- TASK ITEM
Search the records below for "follow"; copy each line that has it.

* * *

PR #379, opened 2023-09-28
Make returntypes consistent with implementation

### LINKED ISSUE #372: should the return type of ReadableCollection:filter() & ReadableCollection:map() not be static ?
hi,

This is more a question than an issue...  
Got the feeling the return types of `ReadableCollection:filter()` & `ReadableCollection:map()` should be `static` instead of the current `ReadableCollection` 

This is a simplified version of what I'm doing:

```php
class Foo
{
    private function __construct(
        public Collection $collection,
    )
    { }

    public static function of(Collection $collection): self
    {
        $collection = $collection->filter(fn($item) => $item->test());
        return new self($collection);
    }
}
``` 

And PhpStan complains about this.... because, as it is, `$collection->filter()` will return a `ReadableCollection` not a `Collection`, which is obviously what is to be expected IMHO.

By the way, when looking at the implementation of `ArrayCollection`, the defined return type is `static`.

But I might be completely wrong about this...  
Therefor asking the question before bluntly stating this is an issue...

quite possible the return type might need a change for other methods, did not take the time to review everything...  
would definitely submit a PR if the above question is indeed an issue

heiglandreas:
The implementation of filter and map are working on a Collection and not on a ReadableCollection. Therefore they will also return a Collection and not just a ReadableCollection.

Closes https://github.com/doctrine/collections/issues/372

### DIFF
--- a/src/AbstractLazyCollection.php
+++ b/src/AbstractLazyCollection.php
@@ -230,10 +230,7 @@ abstract class AbstractLazyCollection implements Collection
     }
 
     /**
-     * @psalm-param Closure(T, TKey):bool $p
-     *
-     * @return ReadableCollection<mixed>
-     * @psalm-return ReadableCollection<TKey, T>
+     * {@inheritDoc}
      */
     public function filter(Closure $p)
     {
@@ -254,13 +251,6 @@ abstract class AbstractLazyCollection implements Collection
 
     /**
      * {@inheritDoc}
-     *
-     * @psalm-param Closure(T):U $func
-     *
-     * @return ReadableCollection<mixed>
-     * @psalm-return ReadableCollection<TKey, U>
-     *
-     * @psalm-template U
      */
     public function map(Closure $func)
     {
--- a/src/Collection.php
+++ b/src/Collection.php
@@ -5,6 +5,7 @@ declare(strict_types=1);
 namespace Doctrine\Common\Collections;
 
 use ArrayAccess;
+use Closure;
 
 /**
  * The missing (SPL) Collection/Array/OrderedMap interface.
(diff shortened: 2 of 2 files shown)


greg0ire:
> The implementation of filter and map are working on a Collection and not on a ReadableCollection.

I think what both Psalm and PHPStan are saying here is that you don't actually have a guarantee of that according to the annotations on `Collection::filter` and `Collection::map`.

greg0ire:
I saw your toot about `fixup!` commits, and while I agree they're great, they're AFAIK not taken into account by Gitl{lab,hub}. Either you will have to rebase interactively, or we will have to squash merge. Let us know what your plan is regarding this.

heiglandreas:
Would be great to support that in Github et al, yeah!

But Inwanted to rebase that locally when I'm happy with it. Should have created a draft 🤦

derrabus:
I think, we're going to squash the PR in the end anyway.

greg0ire:
> Should have created a draft

You can still click "convert to draft" after the PR is created :wink:

greg0ire (approved):

greg0ire:
To be squash merged or squashed. When squashing, I think we should apply the same changes I just applied to the title and description (apart maybe from the one with about using a Github keyword, as it only matters to Github).

greg0ire:
Oh and I think the target branch is wrong, it should be 2.2 since this is not a bugfix

stof:
Note that this allows the behavior to match what we had in 1.7.0 (before extracting ReadableCollection)

greg0ire:
Ah yes… then forget about my comment, since it can be considered as a fix for a regression.

heiglandreas:
All rebased and squashed so that it now is only one commit

SenseException (approved):
Regression as in "not done on purpose in 2.0", even though the major version would allow such a change. But I don't expect much of a negative impact on this change/fix.

derrabus (approved):
LGTM.

Should we apply this change to the `partition()` method as well?

PR #380, opened 2023-09-29
Improve return type for Collection::partition

heiglandreas:
Currently when partitioning a Collection-object it will return an array of ReadableCollections unless that return-type is overwritten in the implementation.

This change makes sure that any implementation of a Collection actually returns an array of Collections instead.

This is a follow-up PR to #379 as suggested by @derrabus in https://github.com/doctrine/collections/pull/379#pullrequestreview-1649861837

### DIFF
--- a/src/Collection.php
+++ b/src/Collection.php
@@ -100,4 +100,14 @@ interface Collection extends ReadableCollection, ArrayAccess
      * @psalm-return Collection<TKey, T>
      */
     public function filter(Closure $p);
+
+    /**
+     * {@inheritDoc}
+
+     * @return Collection<mixed>[] An array with two elements. The first element contains the collection
+     *                      of elements where the predicate returned TRUE, the second element
+     *                      contains the collection of elements where the predicate returned FALSE.
+     * @psalm-return array{0: Collection<TKey, T>, 1: Collection<TKey, T>}
+     */
+    public function partition(Closure $p);
 }


greg0ire:
There is a conflict, probably with what was merged in #379

src/Collection.php
```diff
@@ -79,4 +80,14 @@ public function removeElement(mixed $element);
      * @return void
      */
     public function set(string|int $key, mixed $value);
+
+    /**
+     * {@inheritDoc}
+
+     * @return Collection<mixed>[] An array with two elements. The first element contains the collection
```
stof, line 107: Using `Collection<mixed>` here does not make sense. Tools supporting generics should see `Collection<TKey, T>`.

heiglandreas: As this is a copy/paste from the docs of the ReadableCollection I'd then also fix that there...

And also fix the conflict

heiglandreas: After checking with the sources: So far the `@return` annotations all contain references to `mixed`. Should this then be changed everywhere?

Personally I'd use solely `@return array{0: Collection<TKey, T>, 1: Collection<TKey, T>}` and skip the `@return-psalm` annotation...

derrabus: I agree, these annotations are consistent with `ReadableCollection::partition()`. Merging `@return` and `@psalm-return` is probably out of scope here.

derrabus (approved):

Issue #992, opened 2016-09-09
Remove support for default axes


objorke:
It is currently possible to create a plot without axes.
If no axes are defined, default linear or category axes will be created.

To make the code simpler, remove this feature.

VisualMelon:
Is the idea to throw an exception in any scenario where previously a default axis would be created, and otherwise keep the `Default*Axis` properties?

Will the various examples that explicitly concern this feature simply be removed, replaced with tests to ensure `IPlotModel.Update` throws when expected?

objorke:
This was marked as a breaking change, so I think it is ok to remove properties not in use and throw exception for models that are OK in the current version.
 
I think most examples without axes should be updated to include axes, and there should be one test for the exception.

I think this issue was created in order to reduce the complexity of the update pass. I am not 100% if it is really worth changing this... We still have similar "undefined" situations when there are multiple axes and axis keys are not specified.

PR #1552, opened 2020-05-09
Do not transpose annotation only plots (#1544)

### LINKED ISSUE #1544: IsTransposed property in example browser is too generous
# Steps to reproduce

1. Open your example browser of choice with 'transpose' support OR look at the example library texts for any of the exporters
2. Look at any of the rendering examples (i.e. things without axes)
3. Set the 'Transpose' checkbox

Platform: Any
.NET version: Any

### Expected behaviour

Plots without axes should not be transposable: the `IsTransposable` property should detect and reject these cases, and consequently the `Transpose` checkbox should be disabled.

image

### Actual behaviour

We are allowed to transpose the plot, and it just complains about a lack of axes.

image

# Resolution

What should be the considered transposable? Is it sufficient to change the condition to always require axes, given that without axes you can't transpose any axes?

            return (model.Axes.Count > 0 || model.Series.Count > 0 || model.Annotations.Count > 0)
                && model.Axes.All(a => a.Position != AxisPosition.None)
                && model.Series.All(s =>
                   {
                       var type = s.GetType();
                       return s is XYAxisSeries
                              && type.GetTypeInfo().Assembly == typeof(PlotModel).GetTypeInfo().Assembly
                              && !NonTransposableSeriesTypes.Contains(type);
                   });

To

            return (model.Axes.Count > 0 && (model.Series.Count > 0 || model.Annotations.Count > 0))
                && /* snip */

PR to follow if nothing jumps out at me.

VisualMelon:
Fixes #1544 .

### Checklist

- Don't assume that examples with annotations but not axes or series are transposable
- Don't transpose plots with TileMapAnnotations

Since `PlotModel.EnsureDefaultAxes` doesn't observe annotations, and annotations don't influence axes, this should be robust.

Looking through the example library, the only example I noticed that was obviously broken were the `TileMapAnnotation` examples which are a special case to say the least, and is handled as such.

@oxyplot/admins

### DIFF
--- a/CHANGELOG.md
+++ b/CHANGELOG.md
@@ -63,6 +63,7 @@ All notable changes to this project will be documented in this file.
 - Possible out-of-bounds exception in HeatMapSeries HitTest (#1524)
 - WPF CanvasRenderContext draws ellipses too small by half stroke thickness (#1537)
 - Text measurement and rendering in OxyPlot.ImageSharp
+- ExampleLibrary reporting annotation-only PlotModels as transposable (#1544)
 
 ## [2.0.0] - 2019-10-19
 ### Added 
--- a/Source/Examples/ExampleLibrary/Utilities/PlotModelUtilities.cs
+++ b/Source/Examples/ExampleLibrary/Utilities/PlotModelUtilities.cs
@@ -36,21 +36,34 @@ namespace ExampleLibrary.Utilities
         };
 
         /// <summary>
+        /// Lists all Annotations that need axes and are NOT transposable
+        /// </summary>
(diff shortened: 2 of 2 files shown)


Jonarw:
Looks sensible to me. 
In general this really depends on what we want to do with #992. I don't really have a strong opinion about this issue, when I have some time to think about it I will drop a comment there.

Regardless, I think we could also just merge this, if we decide to go through with #992 not much would be lost.

VisualMelon:
@Jonarw I would agree: I don't think merging 992 would invalidate the value of this change, this would be easy to undo if it later seemed prudent, and the exception for `TileMapAnnotation` is probably necessary however we proceed.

* * *

- OUTPUT OF THE EXERCISE
This is a follow-up PR to #379 as suggested by @derrabus in https://github.com/doctrine/collections/pull/379#pullrequestreview-1649861837
PR to follow if nothing jumps out at me.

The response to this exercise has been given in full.